A Alonso y Javi ya no los veía tanto. Solía pasar buena parte de mi tiempo libre con San, y cuando no estaba con ella, andaba tan obnubilado recordándola que a veces no me acordaba de quedar con mis viejos amigos.

-Joder, Isi, por lo menos podías fingir que te interesa –me espetó Alonso un día, tras colarme el cuarto gol en el Pro Evolution una tarde en mi casa-. Estás todo el día babeando por la peluda, tío, das asco.
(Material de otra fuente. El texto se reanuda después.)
PR #651, opened 2017-10-26
Cdr 1963 clear empty solr fields

harringj:


solr-ingest/src/main/java/edu/unc/lib/dl/data/ingest/solr/indexing/SolrUpdateDriver.java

-¿Eh? –balbucí yo, tras una pausa.

Alonso hizo un gesto exasperado, tiró el mando de la Play Station y se largó sin más. Javi y yo nos quedamos sentados y callados, sin saber qué decir. Miré a Javi. Sus ojos estaban tristes. Quise hablar con él, explicarle qué me pasaba, pero algo dentro de mí me dijo que Javi, que a fin de cuentas aún era un niño, no lo habría entendido. Seguimos jugando, pero no volvimos a hablar durante el resto de la tarde.
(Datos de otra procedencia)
PR #654, opened 2017-10-31
adds new service and controller classes to handle creation of containers

harringj:


services/src/main/java/edu/unc/lib/dl/cdr/services/processing/AddContainerService.java
```diff
@@ -0,0 +1,108 @@
...
+
+            child = repoObjFactory.createFolderObject(model);
+            repoObjFactory.createMemberLink(URI.create(parentResc.getURI()), child.getPid().getRepositoryUri());
+        } else if (Cdr.Work.equals(containerType)) {
+            aclService.assertHasAccess(
+                    "User does not have permissions to create collections",
+                    parentPid, agent.getPrincipals(), Permission.ingest);
+
+            child = repoObjFactory.createWorkObject(model);
+            repoObjFactory.createMemberLink(URI.create(parentResc.getURI()), child.getPid().getRepositoryUri());
```
bbpennel: I'd suggest doing this by getting the parentObject and calling addMember on it, since that includes validation that its a legitimate child type being added.  You could probably move this out of the ifs since its the same.  Should also make sure that the child was actually created (was a valid type) before continuing.  Might be best to to perform the creation and adding (and maybe the premis) in a transaction so you could back the creation of the object out if its an invalid child type (like adding an AdminUnit to a folder)

services/src/test/java/edu/unc/lib/dl/cdr/services/processing/AddContainerIT.java
```diff
@@ -0,0 +1,187 @@
...
+import static org.mockito.Matchers.eq;
+import static org.mockito.Mockito.doThrow;
+import static org.springframework.test.web.servlet.request.MockMvcRequestBuilders.post;
+import static org.springframework.test.web.servlet.result.MockMvcResultMatchers.status;
+
+import java.util.Map;
+
+import org.codehaus.jackson.map.ObjectMapper;
+import org.codehaus.jackson.type.TypeReference;
+import org.jgroups.util.UUID;
```
bbpennel: hmm, this should actually be the `java.util.UUID` implementation of UUID.  Looks like I have the same issue in the MarkForDeletionIT too, must be something about the services webapp that is making eclipse suggest the wrong UUID first.  Could you update these?

services/src/main/java/edu/unc/lib/dl/cdr/services/rest/modify/AddContainerController.java
```diff
@@ -15,67 +15,88 @@
...
+    public ResponseEntity<Object> createWork(@PathVariable("id") String id) {
+        return createContainer(id, Cdr.Work);
+    }
+
+    private ResponseEntity<Object> createContainer(String id, Resource containerType) {
+        Map<String, Object> result = new HashMap<>();
+        result.put("action", "create");
+
+        PID parentPid = PIDs.get(id);
+        result.put("pid", parentPid.getUUID());
```
bbpennel: This is fine, since if we move to an asynchronous model later we may not know the pid of the newly created container.  At some point we will probably want to revisit the responses from these if we want to improve responsiveness of the admin ui

services/src/test/java/edu/unc/lib/dl/cdr/services/processing/AddContainerIT.java
```diff
@@ -0,0 +1,187 @@
...
+
+        assertChildContainerAdded(parent);
+
+        // Verify response from api
+        Map<String, Object> respMap = getMapFromResponse(result);
+        assertEquals(parentPid.getUUID(), respMap.get("pid"));
+        assertEquals("create", respMap.get("action"));
+    }
+
+    @SuppressWarnings("unchecked")
```
bbpennel: According to eclipse these suppressions aren't needed on any of the test methods in this class

services/src/main/java/edu/unc/lib/dl/cdr/services/processing/AddContainerService.java
```diff
@@ -0,0 +1,128 @@
...
+     * @param parentPid pid of parent obj to add child container to
+     * @param containerType the type of new container to be created
+     */
+    public void addContainer(AgentPrincipals agent, PID parentPid, Resource containerType) {
+
+        FedoraTransaction tx = txManager.startTransaction();
+        try {
+            // Create the new container
+            Model model = ModelFactory.createDefaultModel();
+            model.createResource(parentPid.getRepositoryPath());
```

San solía escucharme atentamente, con los ojos inmensos siempre dilatados, aunque no siempre me contestaba, y cuando lo hacía, sus respuestas no siempre eran coherentes. A veces pasábamos mucho rato sin decir nada, y cuando yo ya creía que le pasaba algo, decía cualquier cosa, tuviera o no que ver con el último tema tocado. Hablaba mucho de nombres, siempre me hablaba de los nombres.
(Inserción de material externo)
PR #655, opened 2017-10-31
Order display correctly

lfarrell:
Fix sort ordering


access/src/main/java/edu/unc/lib/dl/ui/controller/AdvancedSearchFormController.java
```diff
@@ -47,7 +47,7 @@
 @Controller
 @RequestMapping("/advancedSearch")
 public class AdvancedSearchFormController extends AbstractSolrSearchController {
-    HashMap<String, String> dropdownVals = new HashMap<String, String>();
+    LinkedHashMap<String, String> dropdownVals = new LinkedHashMap<String, String>();
```
bbpennel: Just for the future, you don't need to specify the implementation on the left, can just do:
`Map<String, String> dropdownVals = new LinkedHashMap<>();`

-Los seres humanos no eligen su nombre –dijo una vez, recostada entre mis brazos-. Escogen el mejor nombre para cosas que descubren o inventan. A veces pasan horas, días o meses pensando en un buen nombre. Pero tienen que cargar toda su vida con un nombre que no han elegido y que no les corresponde. Tal vez por eso tienen la manía de nombrarlo todo.

En escasos momentos como ese, parecía tremendamente lúcida. No solía hablar tanto.

-Los seres humanos somos muy curiosos –dije yo.

-Sí, los seres humanos son muy curiosos –puntualizó ella.

San era sinuosa, ágil y aterciopelada como un gato, mucho más de lo que en un principio me había parecido bajo su ropa ancha y gruesa. A veces se ovillaba a mi lado, se frotaba contra mi flanco, me acariciaba y me lamía por tantos sitios distintos que no sabía por dónde esperarla. A veces pasábamos horas enteras acostados frente a frente, regalándonos con besos interminables y húmedos y diciendo nuestros nombres una y otra vez, ciegos de excitación. En momentos así sentía que habría podido eyacular sólo con un roce. Desear a San, satisfacerla, recibirla una y otra vez me hacían quedar agotado, pero ella nunca se cansaba, siempre quería más, y yo, oh, yo también, no podía evitarlo. Alguna vez me dio la impresión de que me consumía toda la energía.

Un día San me saltó encima sin previo aviso y se metió mi sexo semierecto en la boca. Por un momento me quedé rígido; no tuve tiempo de protestar, de sorprenderme o de sentir vergüenza. El placer me llenó por completo, se extendió por mi cuerpo en oleadas tan intensas que me provocaron una violenta convulsión. Su boca era fresca y húmeda, como su sexo, y su lengua era de las lenguas más suaves que jamás me han tocado: tersa y sedosa como un gatito recién nacido. Recuerdo que todo el tiempo mantuvo sus ojos fijos en mí, grandes, abiertos, mirándome sin pestañear, provocándome escalofríos que hacían que mi estómago se contrajera. Noté un mareo etílico que se iba apoderando de mí; me agarré a las sábanas y fui resbalando, resbalando, hasta caer en el orgasmo como en un precipicio. Me costó no gritar. Me encontré derrumbado sobre la cama, húmedo de sudor, y vi a San a mi lado, lamiéndose el semen de los labios como un gato hubiera hecho con la leche. Yo estaba agotado, pero respondí de inmediato cuando ella me atrajo hacia sí y me enseñó cómo hacer otro tanto con su sexo. Cuando le provoqué el orgasmo estaba sin aliento y sus jugos me goteaban por la barbilla, pero volvía a estar enhiesto y deseoso de ella. San, mimosa, volvió a tomar mi pene entre sus labios y seguimos así toda la tarde, tomando el relevo una y otra vez hasta que pensé que iba a desmayarme. Esa tarde volví a casa como borracho y me quedé dormido antes de las diez.

Creo que adelgacé otro par de kilos esos meses.